Removing and inserting arbitrary number of items is possible but not at arbitrary positions for the same reason we can't just enable/disable undo/redo.  In order to do that kind of manipulation, one has to remove all entries up to the entry to be removed, and re-insert all succeeding entries.

> @rniwa I have been looking through old discussions, but all I can find is a system whereby the browser changes the DOM and automatically applies DOM changes. That seems to be what we want to get away from now.

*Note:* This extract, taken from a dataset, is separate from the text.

PR #1543, opened 2022-08-15
Introduce an agent in libmcount

clementguidi:
Hi,

This is a rework of PR #1269 from DORSAL. I moved the code to a new repository and made modifications according to old discussions. Sorry for the inconvenience.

The old undo manager API did support automatically rolling DOM changes, but also provided a mechanism to insert an entry without any DOM mutations that get automatically unapplied & reapplied.  Basically, you just create a DOM transaction, don't do anything inside the transaction, and insert it to the undo manager.  Because a transaction can be associated with any JS data, and `undo` / `redo` events will be fired upon unapplying and reapplying those transactions, scripts can do whatever they want to do upon receiving those events.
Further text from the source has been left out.